Quand je valide, il ne m'affiche rien de plus qui pourrait me confirmé que le CHMOD du fichier a été modifié.

En tout cas, je ne peux toujours pas installer le script freenews après. Quand je donne els renseignement sur l'accès à MySQl (localhost, root, root) et que je clique sur Ok, il se relance et me redemande la même chose. ET dans phpmyadmin bien sûr, aucune BDD n'a été créée...


----------



## supermoquette (27 Avril 2006)

tape dans le répertoire du fichier :

ls -lah

il te listera le fichier avec ses droits qui devraient être rwxrwxrwx

ou si tu le veut simplement executable :

chmod +x mon_script.sh


----------



## Captain_X (27 Avril 2006)

faudra quand même qu'un jour on m'explique pourquoi utiliser MAMP ?

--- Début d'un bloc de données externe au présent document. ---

PR #151, opened 2015-11-06
Update installation instructions

alerque:
This rewrite introduces basic installation instructions for various platforms
and encourages usage of a few package managers that have recipes for Hack.

### DIFF
--- a/README.md
+++ b/README.md
@@ -75,10 +75,16 @@ Most Linux and BSD systems can handle either [TTF][ttf_latest] or [OTF][otf_late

quand j'achète une bagnole je rajoute pas un joint de culasse....


----------



## Nebuchad34 (28 Avril 2006)

Déjà parceque j'ai cherché un peu à passer par la solution intégrée, et il fallait apsser par le terminal et compagnie pour l'activer. MAMP m'offre une solution très simple d'emploi et qui convient parfaitement à ce que je veux faire (une simple présentation de site)

Ce que je voudrais, c'est faire fonctionner ce statané script. Je ne comprends pas pourquoi il ne crée pas cette base de donnée à la c**.

Je pense toujorus qu ele pb se situe au niveua de ce fishu CHMOD


----------